(SUPPLIED DATA begins)

PR #1735, opened 2025-08-14
fix(ci): rename libegl1-mesa in deb13 trixie

imstevenpmwork:
`python:${PYTHON_VERSION}-slim` base image tag we use for `Dockerfile.user`, transitioned from Debian 12 "Bookworm" to Debian 13 "Trixie". In Trixie, the `libegl1-mesa` package is not longer available, but we can use `libegl-mesa-dev` instead.

CI Nightly test: https://github.com/huggingface/lerobot/actions/runs/16960539630


AdilZouitine (approved):
LGTM

PR #1744, opened 2025-08-15
feat: enable to change video encoding option

HiroIshida:
## What this does
@aliberts @CarolinePascal 
- Adds an optional, keyword-only "options" parameter to save_episode, encode_episode_videos, and batch_encode_videos.
- Allows setting video encoding parameters via `options["video_encode"]` (e.g., codec, crf, preset, pix_fmt)
- Note: subclass overrides of encode_episode_videos/batch_encode_videos must accept the new options parameter or be updated.

Usage example
```python
opt = {"video_encode":
       {
        "vcodec": "h264",
        "fast_decode": True,
        "g": 16,
        }
}
dataset.save_episode(options=opt)
```

As the benchmark below shows, changing codec and GOF, significantly changes the dataset size and decoding speed. Also, because `save_episode`, rather than the lower-level `encode_video_frames`,  is frequently used in many libraries, this change is particularly useful.
e.g. 
- physical intelligence: https://github.com/Physical-Intelligence/openpi/blob/df866f61f95d801504adda66f412e1ef4bf7734c/examples/libero/convert_libero_data_to_lerobot.py#L91 
- any4lerobot https://github.com/Tavish9/any4lerobot/blob/858cbd582d4c506c00f3b69ba21335f444066221/openx2lerobot/openx_rlds.py#L153

## How it was tested and How to checkout & try? (for the reviewer)
I created a repo to test this change: https://github.com/HiroIshida/lerobot_video_encoding_experiment
Follow the instruction in the repo, you can check that 
- old api without the option is indeed working
- the different options of the video encoding is correctly passed (the resulting image can be generated)

image

### DIFF
--- a/src/lerobot/datasets/lerobot_dataset.py
+++ b/src/lerobot/datasets/lerobot_dataset.py
@@ -810,7 +810,7 @@ class LeRobotDataset(torch.utils.data.Dataset):
 
         self.episode_buffer["size"] += 1
 
-    def save_episode(self, episode_data: dict | None = None) -> None:
+    def save_episode(self, episode_data: dict | None = None, *, options: dict | None = None) -> None:
         """
         This will save to disk the current episode in self.episode_buffer.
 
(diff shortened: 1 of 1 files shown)


imstevenpmwork:
Feature implemented in https://github.com/huggingface/lerobot/pull/3455

PR #1809, opened 2025-08-29
Lower limits by 50% for current and torque for gripper motor

pkooij:
## What this does

This PR lower the limits for the max current and torque for the Gripper motor on SO100 and SO101. This is done to avoid burnout, which happened more often (probably due to miscalibration and because the gripper doesn't have feedback when the teleoperator closes it fully), reported by seed studio.


CarolinePascal (approved):
LGTM !

CarolinePascal (approved):

PR #1846, opened 2025-09-03
wait_image_writer

k1000dai:
## What this does
During the record, if you use different fps cameras, the async image writer somtimes try to write the image after remove the directory and leads to error.
To fix this, it is better to add wait_image_writer before remove the image buffer directory.


imstevenpmwork:
This was indirectly solved in: https://github.com/huggingface/lerobot/pull/1412
`main` seems to already have the call: https://github.com/huggingface/lerobot/blob/45730cc71e604669a5a0607ddc69c0711b322500/src/lerobot/datasets/lerobot_dataset.py#L1379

(SUPPLIED DATA ends)

* **TASK DIRECTIONS**:
Beginning at the first line above, repeat exactly until the line containing "I created a", which is included.

* **FINAL ANSWER**:
PR #1735, opened 2025-08-14
fix(ci): rename libegl1-mesa in deb13 trixie

imstevenpmwork:
`python:${PYTHON_VERSION}-slim` base image tag we use for `Dockerfile.user`, transitioned from Debian 12 "Bookworm" to Debian 13 "Trixie". In Trixie, the `libegl1-mesa` package is not longer available, but we can use `libegl-mesa-dev` instead.

CI Nightly test: https://github.com/huggingface/lerobot/actions/runs/16960539630


AdilZouitine (approved):
LGTM

PR #1744, opened 2025-08-15
feat: enable to change video encoding option

HiroIshida:
## What this does
@aliberts @CarolinePascal 
- Adds an optional, keyword-only "options" parameter to save_episode, encode_episode_videos, and batch_encode_videos.
- Allows setting video encoding parameters via `options["video_encode"]` (e.g., codec, crf, preset, pix_fmt)
- Note: subclass overrides of encode_episode_videos/batch_encode_videos must accept the new options parameter or be updated.

Usage example
```python
opt = {"video_encode":
       {
        "vcodec": "h264",
        "fast_decode": True,
        "g": 16,
        }
}
dataset.save_episode(options=opt)
```

As the benchmark below shows, changing codec and GOF, significantly changes the dataset size and decoding speed. Also, because `save_episode`, rather than the lower-level `encode_video_frames`,  is frequently used in many libraries, this change is particularly useful.
e.g. 
- physical intelligence: https://github.com/Physical-Intelligence/openpi/blob/df866f61f95d801504adda66f412e1ef4bf7734c/examples/libero/convert_libero_data_to_lerobot.py#L91 
- any4lerobot https://github.com/Tavish9/any4lerobot/blob/858cbd582d4c506c00f3b69ba21335f444066221/openx2lerobot/openx_rlds.py#L153

## How it was tested and How to checkout & try? (for the reviewer)
I created a repo to test this change: https://github.com/HiroIshida/lerobot_video_encoding_experiment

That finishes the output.